New homes to be built in Jerusalem alongside religious renovation works

By Catherine Sturman
Jerusalem has long been a city where construction works were not undertaken unless it factored into renovation work or reconstruction of previous builds...

Jerusalem has long been a city where construction works were not undertaken unless it factored into renovation work or reconstruction of previous builds. However, this is set to change with over 100 new homes which are to be constructed by a private developer in order to accommodate for the current housing shortage against rising house prices.

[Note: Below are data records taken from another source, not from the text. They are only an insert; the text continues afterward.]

PR #179, opened 2022-07-18
animate active bar under community tab links

mannynotfound:
Animates the "active" underline underneath a navigation tab on the community page similar to https://codepen.io/everdimension/pen/xZLggo but with support for dynamic tab link widths / positions.

### DIFF
--- a/frontend/packages/client/src/App.sass
+++ b/frontend/packages/client/src/App.sass
@@ -300,7 +300,7 @@ hr
 	border-bottom-width: 3px
 	border-bottom-style: solid
 	&.tab-community
-		border-bottom-color: $light-green
+		border-bottom-color: transparent
 		color: $black
 		border-bottom-width: 2px
 		border-bottom-style: solid
--- a/frontend/packages/client/src/pages/Community.js
+++ b/frontend/packages/client/src/pages/Community.js
@@ -19,6 +19,7 @@ import {
   useCommunityUsers,
   useUserRoleOnCommunity,
   useCommunityMembers,
+  useWindowDimensions,
 } from '../hooks';
 import { useWebContext } from '../contexts/Web3';
 import Blockies from 'react-blockies';
@@ -137,6 +138,7 @@ export default function Community() {
 
   const history = useHistory();
 
+  const { width: windowWidth } = useWindowDimensions();
   const [activeWidth, setActiveWidth] = useState(105);
   const [activeLeft, setActiveLeft] = useState(0);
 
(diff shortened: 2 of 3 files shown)


frontend/packages/client/src/App.sass
```diff
@@ -300,7 +300,7 @@ hr
 	border-bottom-width: 3px
 	border-bottom-style: solid
 	&.tab-community
-		border-bottom-color: $light-green
+		border-bottom-color: transparent
```
mannynotfound, line 303: make this transparent as we will use our own custom underline element

frontend/packages/client/src/pages/Community.js
```diff
@@ -140,6 +140,9 @@ export default function Community() {
 
   const history = useHistory();
 
+  const [activeWidth, setActiveWidth] = useState(105);
```
mannynotfound, line 143: 105 is a little magic number here but its the default width of the default tab (proposals). We could make this dynamic but for sake of simplicity went with this

frontend/packages/client/src/pages/Community.js
```diff
@@ -335,13 +360,29 @@ export default function Community() {
...
+                      style={{
+                        transition: '0.1s all',
+                        position: 'absolute',
+                        bottom: 0,
+                        height: 2,
+                        backgroundColor: '#00EF8B',
+                        width: activeWidth,
+                        left: activeLeft,
+                      }}
+                    />
```
mannynotfound, line 378: this is our underline element that transitions its width and left offset smoothly

frontend/packages/client/src/pages/Community.js
```diff
@@ -196,6 +199,27 @@ export default function Community() {
...
+    };
+    const el = refMap[activeTab].current;
+    if (!el) return;
+
+    const elRect = el.getBoundingClientRect();
+    const parentRect = wrapperRef.current.getBoundingClientRect();
+    const offsetLeft = elRect.left - parentRect.left;
+    setActiveWidth(el.offsetWidth);
+    setActiveLeft(offsetLeft);
+  }, [activeTab]);
```
germanurrus, line 221: This looks really cool!! maybe you can add `windowWidth` from `const { width: windowWidth } = useWindowDimensions(); ` so when resizing the activeLeft and  activeLeft values are updated dynamically to prevent wrong positioning unit component is refreshed

frontend/packages/client/src/pages/Community.js
rvmelkonian: is this ok for mobile devices etc? If it's filling the width of the tab I'm guessing yes ..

Washington has long been against any governmental decision for Israel to undergo any potential new building work within the capital, of which there has been verbal animosity on both sides. Nonetheless, Justice Minister Ayelet Shaked said, “The US is a big friend but in the end, Israel needs to do what is beneficial for itself as a country.” The new builds will cater to the housing shortage against rising populations, embed current technologies and ensure long-term benefits for the country.

A number of construction companies will be bought in to embed the essential skills and technology expertise required within the region and reduce the time of construction. Portuguese company Mota-Engenharia e Construcao, SA and Turkish company Yilmazlar Construction Group will undertake vital works, alongside a multitude of Chinese construction firms: Beijing Construction Engineering Group International, Jiangsu First Construction Corporation, Everbright Internatonal Construction Engineering Corporation, and China Huashi Enterprises Company.

The country is also undergoing the most important religious renovation work in its history. The marble slab containing the tomb that Jesus was reportedly laid in post his crucifixion has been opened by conservationists in a £3.4 million restoration project.

The analysis will support archaeologists in understanding how the tomb has transformed throughout time through excavation work. The tomb is placed inside an Edicule, which will be under restoration. The Edicule has been restored previously in the 19th century, at which the entire build lies within the Church of the Holy Sepulchre.